- Aim of the task -
Below are entries; copy exactly the lines from the one with "#include <QStandardItem>" through the one with "martyone: they both", both included, and leave out the rest.

- Data records -

####################

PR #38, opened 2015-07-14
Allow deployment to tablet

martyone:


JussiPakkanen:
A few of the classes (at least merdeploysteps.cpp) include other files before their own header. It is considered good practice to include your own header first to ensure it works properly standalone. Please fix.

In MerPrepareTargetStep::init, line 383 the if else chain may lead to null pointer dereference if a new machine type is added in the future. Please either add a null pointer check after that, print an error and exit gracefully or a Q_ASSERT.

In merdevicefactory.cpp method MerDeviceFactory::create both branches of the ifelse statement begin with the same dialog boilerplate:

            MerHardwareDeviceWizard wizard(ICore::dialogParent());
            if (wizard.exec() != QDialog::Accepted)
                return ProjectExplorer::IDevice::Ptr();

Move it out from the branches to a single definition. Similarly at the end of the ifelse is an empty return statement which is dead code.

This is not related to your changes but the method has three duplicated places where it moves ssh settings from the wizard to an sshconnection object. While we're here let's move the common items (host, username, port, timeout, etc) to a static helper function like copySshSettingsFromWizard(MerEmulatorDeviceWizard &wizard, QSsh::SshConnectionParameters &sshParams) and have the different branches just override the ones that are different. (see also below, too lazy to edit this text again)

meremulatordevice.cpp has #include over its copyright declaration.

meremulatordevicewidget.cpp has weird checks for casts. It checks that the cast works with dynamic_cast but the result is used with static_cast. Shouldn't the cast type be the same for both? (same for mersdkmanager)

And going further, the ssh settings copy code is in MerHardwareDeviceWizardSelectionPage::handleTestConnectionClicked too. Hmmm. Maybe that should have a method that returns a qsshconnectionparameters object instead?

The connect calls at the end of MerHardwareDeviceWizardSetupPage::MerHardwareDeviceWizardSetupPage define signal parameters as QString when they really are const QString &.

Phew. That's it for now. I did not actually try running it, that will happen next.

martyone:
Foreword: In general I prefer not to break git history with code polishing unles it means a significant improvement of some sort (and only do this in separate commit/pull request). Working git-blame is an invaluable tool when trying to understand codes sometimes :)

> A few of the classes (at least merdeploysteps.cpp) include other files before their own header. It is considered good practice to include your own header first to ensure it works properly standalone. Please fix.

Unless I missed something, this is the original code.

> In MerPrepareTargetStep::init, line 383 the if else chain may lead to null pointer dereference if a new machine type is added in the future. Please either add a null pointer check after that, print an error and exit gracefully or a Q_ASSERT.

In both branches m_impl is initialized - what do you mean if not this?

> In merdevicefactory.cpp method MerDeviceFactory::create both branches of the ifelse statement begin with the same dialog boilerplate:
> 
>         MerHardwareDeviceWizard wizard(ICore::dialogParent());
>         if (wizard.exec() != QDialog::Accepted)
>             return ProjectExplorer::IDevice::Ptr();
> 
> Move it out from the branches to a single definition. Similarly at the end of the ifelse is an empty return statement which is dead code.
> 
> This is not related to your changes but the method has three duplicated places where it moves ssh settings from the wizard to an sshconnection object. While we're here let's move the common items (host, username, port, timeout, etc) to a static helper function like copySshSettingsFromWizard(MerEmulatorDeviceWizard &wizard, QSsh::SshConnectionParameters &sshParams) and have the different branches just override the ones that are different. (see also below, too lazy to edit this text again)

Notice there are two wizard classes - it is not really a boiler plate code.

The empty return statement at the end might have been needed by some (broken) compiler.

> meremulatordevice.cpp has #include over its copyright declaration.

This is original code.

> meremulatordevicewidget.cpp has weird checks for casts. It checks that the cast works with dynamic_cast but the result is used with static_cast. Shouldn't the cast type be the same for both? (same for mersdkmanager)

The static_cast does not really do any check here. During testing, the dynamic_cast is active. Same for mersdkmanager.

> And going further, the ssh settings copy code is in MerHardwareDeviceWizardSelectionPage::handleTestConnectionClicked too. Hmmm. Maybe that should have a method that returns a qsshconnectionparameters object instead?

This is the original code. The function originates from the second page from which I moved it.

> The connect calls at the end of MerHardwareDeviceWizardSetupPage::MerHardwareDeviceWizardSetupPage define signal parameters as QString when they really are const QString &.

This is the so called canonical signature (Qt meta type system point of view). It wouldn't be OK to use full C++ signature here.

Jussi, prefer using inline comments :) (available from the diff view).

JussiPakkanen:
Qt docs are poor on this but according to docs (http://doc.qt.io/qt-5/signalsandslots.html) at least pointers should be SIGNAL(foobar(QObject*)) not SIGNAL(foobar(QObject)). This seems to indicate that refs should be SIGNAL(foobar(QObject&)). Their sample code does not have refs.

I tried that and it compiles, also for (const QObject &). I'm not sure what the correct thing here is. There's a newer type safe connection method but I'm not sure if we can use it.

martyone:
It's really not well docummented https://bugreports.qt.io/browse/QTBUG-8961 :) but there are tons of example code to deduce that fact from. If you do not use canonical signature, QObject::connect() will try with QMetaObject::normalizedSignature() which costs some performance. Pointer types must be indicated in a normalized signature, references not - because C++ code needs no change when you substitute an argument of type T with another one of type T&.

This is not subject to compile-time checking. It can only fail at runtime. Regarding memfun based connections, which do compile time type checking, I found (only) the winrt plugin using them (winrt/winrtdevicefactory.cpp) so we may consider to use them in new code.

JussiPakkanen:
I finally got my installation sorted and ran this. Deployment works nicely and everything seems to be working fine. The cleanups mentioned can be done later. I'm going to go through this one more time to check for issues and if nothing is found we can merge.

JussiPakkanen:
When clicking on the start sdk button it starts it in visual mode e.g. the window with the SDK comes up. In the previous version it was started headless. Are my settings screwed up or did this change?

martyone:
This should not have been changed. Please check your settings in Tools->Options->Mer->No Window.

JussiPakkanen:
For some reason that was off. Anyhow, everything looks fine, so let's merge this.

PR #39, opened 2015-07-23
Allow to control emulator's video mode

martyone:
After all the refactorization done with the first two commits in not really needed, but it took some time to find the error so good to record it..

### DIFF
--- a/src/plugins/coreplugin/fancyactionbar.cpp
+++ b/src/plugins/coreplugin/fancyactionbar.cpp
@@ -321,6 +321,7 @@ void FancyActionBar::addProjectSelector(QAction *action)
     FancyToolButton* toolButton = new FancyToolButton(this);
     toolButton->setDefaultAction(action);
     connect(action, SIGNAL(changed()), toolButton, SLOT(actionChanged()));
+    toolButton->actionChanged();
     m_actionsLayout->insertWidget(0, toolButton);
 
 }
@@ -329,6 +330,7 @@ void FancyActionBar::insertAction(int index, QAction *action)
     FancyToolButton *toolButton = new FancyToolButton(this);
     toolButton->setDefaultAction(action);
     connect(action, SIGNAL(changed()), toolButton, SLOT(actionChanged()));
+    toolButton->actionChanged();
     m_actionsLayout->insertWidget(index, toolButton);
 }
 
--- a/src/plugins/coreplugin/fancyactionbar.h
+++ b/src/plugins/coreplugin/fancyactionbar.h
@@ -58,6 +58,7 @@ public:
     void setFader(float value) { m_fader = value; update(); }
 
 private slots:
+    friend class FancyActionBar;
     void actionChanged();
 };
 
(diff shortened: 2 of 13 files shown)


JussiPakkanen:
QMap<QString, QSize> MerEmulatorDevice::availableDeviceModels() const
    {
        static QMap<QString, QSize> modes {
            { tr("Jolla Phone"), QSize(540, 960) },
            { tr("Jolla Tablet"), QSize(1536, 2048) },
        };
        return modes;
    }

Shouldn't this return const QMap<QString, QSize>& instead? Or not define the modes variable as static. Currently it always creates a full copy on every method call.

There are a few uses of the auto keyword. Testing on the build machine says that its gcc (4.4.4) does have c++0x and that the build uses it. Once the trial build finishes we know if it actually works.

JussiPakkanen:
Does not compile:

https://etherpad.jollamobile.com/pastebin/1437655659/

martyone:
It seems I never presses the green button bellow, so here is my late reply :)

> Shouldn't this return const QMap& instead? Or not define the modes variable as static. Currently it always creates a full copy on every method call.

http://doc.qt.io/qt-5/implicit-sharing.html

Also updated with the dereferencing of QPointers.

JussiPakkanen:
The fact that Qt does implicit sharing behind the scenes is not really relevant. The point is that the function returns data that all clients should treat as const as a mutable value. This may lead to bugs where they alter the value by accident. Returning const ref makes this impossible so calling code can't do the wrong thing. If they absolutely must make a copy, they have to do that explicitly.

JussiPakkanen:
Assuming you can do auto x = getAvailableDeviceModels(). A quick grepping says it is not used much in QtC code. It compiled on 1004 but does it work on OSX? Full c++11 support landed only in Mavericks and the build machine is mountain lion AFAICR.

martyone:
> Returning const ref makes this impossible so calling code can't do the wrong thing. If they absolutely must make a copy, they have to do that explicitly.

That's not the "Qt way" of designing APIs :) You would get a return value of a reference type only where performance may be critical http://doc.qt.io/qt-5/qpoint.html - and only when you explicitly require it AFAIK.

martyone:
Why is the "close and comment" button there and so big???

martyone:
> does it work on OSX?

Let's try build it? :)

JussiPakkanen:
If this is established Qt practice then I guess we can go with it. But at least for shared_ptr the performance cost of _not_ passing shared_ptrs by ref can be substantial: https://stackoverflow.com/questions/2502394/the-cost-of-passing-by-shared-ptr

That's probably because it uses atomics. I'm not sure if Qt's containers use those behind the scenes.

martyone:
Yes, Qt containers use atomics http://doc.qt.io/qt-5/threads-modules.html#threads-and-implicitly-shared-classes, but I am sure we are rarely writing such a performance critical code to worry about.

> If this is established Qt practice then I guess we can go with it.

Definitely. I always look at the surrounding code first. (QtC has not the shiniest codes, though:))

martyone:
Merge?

####################

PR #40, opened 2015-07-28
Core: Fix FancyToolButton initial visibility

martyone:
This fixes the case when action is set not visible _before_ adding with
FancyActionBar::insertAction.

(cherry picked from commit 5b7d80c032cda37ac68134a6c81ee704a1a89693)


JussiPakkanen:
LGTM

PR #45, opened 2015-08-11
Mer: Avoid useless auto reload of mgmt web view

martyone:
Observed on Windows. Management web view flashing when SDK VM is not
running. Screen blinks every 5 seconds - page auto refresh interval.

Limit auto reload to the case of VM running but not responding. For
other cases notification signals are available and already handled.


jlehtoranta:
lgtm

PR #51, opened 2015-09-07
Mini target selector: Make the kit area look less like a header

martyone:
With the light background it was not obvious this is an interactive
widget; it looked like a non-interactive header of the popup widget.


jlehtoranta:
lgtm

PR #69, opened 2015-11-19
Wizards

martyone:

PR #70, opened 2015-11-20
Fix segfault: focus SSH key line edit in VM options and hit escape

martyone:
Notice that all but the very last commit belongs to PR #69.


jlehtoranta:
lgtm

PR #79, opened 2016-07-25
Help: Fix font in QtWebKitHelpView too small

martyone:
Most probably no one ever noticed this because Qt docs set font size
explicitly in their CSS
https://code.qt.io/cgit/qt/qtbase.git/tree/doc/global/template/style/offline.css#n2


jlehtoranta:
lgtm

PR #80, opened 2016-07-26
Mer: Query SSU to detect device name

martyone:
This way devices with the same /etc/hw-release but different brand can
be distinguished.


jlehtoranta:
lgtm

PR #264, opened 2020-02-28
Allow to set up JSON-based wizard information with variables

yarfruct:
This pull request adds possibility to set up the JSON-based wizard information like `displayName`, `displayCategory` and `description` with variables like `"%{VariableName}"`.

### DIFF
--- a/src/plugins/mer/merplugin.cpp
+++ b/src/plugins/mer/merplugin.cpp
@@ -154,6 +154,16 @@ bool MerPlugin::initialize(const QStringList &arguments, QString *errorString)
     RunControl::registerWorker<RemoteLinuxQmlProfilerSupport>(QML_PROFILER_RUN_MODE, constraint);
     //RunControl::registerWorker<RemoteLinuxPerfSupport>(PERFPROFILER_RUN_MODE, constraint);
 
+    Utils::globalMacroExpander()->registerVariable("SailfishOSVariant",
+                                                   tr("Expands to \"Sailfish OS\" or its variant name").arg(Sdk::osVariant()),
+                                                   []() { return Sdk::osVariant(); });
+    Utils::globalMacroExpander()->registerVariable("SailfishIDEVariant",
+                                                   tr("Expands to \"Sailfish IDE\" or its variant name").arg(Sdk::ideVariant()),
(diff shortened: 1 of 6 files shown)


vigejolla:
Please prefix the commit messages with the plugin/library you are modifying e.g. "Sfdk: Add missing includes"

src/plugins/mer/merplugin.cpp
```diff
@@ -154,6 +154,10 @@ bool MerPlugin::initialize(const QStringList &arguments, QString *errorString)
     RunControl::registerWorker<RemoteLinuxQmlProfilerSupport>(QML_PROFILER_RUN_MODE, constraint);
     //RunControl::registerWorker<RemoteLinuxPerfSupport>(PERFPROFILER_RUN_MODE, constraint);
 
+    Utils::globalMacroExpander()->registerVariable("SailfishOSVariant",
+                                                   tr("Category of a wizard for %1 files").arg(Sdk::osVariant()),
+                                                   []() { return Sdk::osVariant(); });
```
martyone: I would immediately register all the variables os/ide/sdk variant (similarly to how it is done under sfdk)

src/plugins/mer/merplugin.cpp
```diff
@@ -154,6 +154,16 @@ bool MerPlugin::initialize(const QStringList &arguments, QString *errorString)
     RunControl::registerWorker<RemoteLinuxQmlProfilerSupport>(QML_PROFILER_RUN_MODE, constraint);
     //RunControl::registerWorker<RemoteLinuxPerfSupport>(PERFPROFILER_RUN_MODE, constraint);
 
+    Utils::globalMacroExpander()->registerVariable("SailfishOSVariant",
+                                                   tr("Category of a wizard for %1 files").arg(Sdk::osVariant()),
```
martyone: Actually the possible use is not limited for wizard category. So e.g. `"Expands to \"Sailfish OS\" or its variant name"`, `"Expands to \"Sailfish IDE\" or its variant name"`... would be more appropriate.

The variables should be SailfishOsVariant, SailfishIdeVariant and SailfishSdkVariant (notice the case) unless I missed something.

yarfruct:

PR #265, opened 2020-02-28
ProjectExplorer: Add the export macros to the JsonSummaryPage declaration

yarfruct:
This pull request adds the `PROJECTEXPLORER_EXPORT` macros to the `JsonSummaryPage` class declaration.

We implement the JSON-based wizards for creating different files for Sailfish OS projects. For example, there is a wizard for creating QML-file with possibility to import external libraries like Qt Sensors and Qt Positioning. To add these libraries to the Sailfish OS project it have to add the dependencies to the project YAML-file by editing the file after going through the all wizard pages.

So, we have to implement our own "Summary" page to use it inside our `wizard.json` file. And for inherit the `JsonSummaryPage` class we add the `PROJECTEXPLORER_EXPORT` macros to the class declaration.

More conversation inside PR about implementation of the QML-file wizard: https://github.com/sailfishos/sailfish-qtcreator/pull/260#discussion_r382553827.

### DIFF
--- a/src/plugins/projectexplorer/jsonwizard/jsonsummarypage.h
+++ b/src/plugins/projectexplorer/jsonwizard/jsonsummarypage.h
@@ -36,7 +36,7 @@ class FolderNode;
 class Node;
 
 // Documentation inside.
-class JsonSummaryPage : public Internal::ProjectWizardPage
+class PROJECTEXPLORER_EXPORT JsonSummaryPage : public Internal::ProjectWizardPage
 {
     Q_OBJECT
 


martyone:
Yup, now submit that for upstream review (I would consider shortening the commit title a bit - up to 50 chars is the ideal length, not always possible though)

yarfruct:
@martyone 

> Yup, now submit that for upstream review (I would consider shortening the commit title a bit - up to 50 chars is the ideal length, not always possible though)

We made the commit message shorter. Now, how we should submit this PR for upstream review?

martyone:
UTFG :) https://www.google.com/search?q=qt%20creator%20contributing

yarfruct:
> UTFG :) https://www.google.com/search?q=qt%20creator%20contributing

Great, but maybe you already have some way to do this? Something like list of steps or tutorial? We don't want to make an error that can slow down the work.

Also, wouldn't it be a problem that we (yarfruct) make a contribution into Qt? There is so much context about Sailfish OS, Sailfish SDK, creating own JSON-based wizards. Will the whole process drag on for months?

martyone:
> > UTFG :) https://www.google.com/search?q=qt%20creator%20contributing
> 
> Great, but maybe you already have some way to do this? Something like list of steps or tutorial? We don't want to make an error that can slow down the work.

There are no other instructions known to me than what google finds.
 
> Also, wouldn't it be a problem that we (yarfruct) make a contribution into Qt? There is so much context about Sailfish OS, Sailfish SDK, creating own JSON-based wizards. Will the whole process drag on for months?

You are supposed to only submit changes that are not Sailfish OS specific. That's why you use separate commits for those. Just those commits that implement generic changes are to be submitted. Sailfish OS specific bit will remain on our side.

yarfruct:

####################

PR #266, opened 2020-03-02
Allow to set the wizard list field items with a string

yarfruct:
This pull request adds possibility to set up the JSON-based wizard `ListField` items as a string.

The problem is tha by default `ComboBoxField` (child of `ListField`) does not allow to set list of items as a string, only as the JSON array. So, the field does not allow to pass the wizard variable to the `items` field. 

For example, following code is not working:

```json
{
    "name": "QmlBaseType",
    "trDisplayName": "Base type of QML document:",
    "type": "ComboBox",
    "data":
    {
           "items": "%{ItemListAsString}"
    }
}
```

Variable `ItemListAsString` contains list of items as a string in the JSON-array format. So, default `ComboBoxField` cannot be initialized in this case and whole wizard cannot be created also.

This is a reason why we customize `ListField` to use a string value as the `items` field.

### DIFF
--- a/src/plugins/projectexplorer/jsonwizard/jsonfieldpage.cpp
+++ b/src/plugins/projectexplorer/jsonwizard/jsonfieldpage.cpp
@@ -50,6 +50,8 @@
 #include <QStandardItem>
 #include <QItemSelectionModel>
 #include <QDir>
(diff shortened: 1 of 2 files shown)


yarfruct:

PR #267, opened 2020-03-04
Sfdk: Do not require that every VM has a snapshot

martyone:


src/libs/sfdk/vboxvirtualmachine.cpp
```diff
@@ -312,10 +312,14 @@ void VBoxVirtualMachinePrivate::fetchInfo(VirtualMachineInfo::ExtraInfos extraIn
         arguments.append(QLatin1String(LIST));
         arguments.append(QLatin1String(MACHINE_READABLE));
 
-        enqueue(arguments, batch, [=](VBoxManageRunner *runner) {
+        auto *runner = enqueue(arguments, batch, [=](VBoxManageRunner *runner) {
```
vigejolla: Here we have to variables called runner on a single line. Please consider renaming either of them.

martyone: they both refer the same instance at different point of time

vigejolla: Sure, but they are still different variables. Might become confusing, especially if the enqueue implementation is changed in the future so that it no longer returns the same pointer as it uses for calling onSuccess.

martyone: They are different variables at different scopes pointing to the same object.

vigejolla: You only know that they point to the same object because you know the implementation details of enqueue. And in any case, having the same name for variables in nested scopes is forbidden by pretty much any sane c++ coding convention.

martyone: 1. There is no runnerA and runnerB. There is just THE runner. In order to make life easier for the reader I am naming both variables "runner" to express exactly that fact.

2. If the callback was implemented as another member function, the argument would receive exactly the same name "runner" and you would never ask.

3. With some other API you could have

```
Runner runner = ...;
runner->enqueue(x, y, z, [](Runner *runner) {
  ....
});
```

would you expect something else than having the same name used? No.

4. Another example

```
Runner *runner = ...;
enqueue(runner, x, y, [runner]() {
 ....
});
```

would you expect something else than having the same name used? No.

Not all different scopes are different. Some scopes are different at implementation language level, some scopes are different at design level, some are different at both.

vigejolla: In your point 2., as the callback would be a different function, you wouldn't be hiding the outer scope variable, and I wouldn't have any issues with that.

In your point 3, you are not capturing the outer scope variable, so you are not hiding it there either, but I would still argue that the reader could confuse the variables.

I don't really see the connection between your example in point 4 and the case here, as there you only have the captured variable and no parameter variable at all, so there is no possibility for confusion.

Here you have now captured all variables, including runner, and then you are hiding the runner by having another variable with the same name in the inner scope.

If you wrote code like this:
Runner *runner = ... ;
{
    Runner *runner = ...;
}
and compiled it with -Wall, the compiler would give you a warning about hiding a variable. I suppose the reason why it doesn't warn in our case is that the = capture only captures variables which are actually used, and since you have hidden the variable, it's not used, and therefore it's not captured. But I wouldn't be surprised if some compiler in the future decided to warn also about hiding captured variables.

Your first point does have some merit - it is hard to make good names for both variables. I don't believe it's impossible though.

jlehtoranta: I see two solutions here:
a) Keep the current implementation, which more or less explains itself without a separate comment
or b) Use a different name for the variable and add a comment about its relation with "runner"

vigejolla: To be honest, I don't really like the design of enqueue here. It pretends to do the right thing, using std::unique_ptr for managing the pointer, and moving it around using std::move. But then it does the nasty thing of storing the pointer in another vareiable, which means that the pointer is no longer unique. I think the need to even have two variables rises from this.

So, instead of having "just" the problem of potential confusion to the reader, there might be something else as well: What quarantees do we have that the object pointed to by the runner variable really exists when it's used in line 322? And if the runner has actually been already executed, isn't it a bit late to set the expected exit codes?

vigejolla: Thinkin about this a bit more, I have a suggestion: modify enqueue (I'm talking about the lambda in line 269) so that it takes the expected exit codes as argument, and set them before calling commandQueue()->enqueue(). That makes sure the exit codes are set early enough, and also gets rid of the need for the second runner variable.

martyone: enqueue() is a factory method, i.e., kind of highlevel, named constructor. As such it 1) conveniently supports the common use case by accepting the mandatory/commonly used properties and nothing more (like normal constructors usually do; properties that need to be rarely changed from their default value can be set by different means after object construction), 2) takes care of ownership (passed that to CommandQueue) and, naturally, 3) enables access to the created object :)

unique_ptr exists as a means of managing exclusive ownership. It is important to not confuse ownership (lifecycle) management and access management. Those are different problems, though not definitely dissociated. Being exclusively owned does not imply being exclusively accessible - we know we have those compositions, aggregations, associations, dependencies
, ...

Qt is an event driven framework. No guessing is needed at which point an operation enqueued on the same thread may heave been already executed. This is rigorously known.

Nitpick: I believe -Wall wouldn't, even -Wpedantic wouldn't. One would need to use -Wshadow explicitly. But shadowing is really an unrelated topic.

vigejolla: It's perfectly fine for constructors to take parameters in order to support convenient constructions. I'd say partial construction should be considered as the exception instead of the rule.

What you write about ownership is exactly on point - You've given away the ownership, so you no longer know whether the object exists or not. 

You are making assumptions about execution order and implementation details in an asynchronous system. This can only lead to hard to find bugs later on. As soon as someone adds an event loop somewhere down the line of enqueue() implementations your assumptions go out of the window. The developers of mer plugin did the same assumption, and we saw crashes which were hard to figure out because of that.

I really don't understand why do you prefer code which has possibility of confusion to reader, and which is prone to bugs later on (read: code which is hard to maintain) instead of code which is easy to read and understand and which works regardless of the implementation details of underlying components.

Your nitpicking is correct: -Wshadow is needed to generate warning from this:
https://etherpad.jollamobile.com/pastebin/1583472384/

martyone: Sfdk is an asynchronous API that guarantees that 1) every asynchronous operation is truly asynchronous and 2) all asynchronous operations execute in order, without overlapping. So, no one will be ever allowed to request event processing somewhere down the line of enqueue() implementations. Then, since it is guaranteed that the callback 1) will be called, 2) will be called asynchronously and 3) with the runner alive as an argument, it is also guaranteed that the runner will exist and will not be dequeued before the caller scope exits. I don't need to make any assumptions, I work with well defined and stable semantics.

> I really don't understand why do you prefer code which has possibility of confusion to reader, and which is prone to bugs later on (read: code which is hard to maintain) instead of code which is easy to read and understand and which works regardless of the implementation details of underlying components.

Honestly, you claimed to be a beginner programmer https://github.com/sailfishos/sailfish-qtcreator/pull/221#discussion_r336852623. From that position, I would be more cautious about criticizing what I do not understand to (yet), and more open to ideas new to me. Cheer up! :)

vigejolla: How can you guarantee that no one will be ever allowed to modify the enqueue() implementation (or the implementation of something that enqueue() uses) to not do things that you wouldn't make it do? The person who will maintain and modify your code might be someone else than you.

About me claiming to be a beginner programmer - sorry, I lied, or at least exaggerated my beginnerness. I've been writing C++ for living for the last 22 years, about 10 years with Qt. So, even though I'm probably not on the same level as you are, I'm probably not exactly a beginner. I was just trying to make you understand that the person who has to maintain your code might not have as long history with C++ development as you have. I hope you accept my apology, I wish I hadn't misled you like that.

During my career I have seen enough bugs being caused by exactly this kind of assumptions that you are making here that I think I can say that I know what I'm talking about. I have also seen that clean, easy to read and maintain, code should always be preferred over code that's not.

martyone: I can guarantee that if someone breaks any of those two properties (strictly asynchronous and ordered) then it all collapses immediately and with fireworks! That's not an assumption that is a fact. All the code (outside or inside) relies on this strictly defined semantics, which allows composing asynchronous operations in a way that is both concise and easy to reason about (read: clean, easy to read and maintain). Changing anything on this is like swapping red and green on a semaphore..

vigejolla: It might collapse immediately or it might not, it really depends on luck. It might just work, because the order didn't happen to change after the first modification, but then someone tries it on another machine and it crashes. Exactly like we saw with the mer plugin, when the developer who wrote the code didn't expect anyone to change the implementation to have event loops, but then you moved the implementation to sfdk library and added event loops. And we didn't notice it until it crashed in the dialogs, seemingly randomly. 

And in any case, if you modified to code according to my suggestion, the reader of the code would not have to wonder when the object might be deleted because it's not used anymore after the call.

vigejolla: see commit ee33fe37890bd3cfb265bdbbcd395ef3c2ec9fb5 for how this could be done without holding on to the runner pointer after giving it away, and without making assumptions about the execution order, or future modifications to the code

####################

- Answer section -
 #include <QStandardItem>
 #include <QItemSelectionModel>
 #include <QDir>
(diff shortened: 1 of 2 files shown)


yarfruct:

PR #267, opened 2020-03-04
Sfdk: Do not require that every VM has a snapshot

martyone:


src/libs/sfdk/vboxvirtualmachine.cpp
```diff
@@ -312,10 +312,14 @@ void VBoxVirtualMachinePrivate::fetchInfo(VirtualMachineInfo::ExtraInfos extraIn
         arguments.append(QLatin1String(LIST));
         arguments.append(QLatin1String(MACHINE_READABLE));
 
-        enqueue(arguments, batch, [=](VBoxManageRunner *runner) {
+        auto *runner = enqueue(arguments, batch, [=](VBoxManageRunner *runner) {
```
vigejolla: Here we have to variables called runner on a single line. Please consider renaming either of them.

martyone: they both refer the same instance at different point of time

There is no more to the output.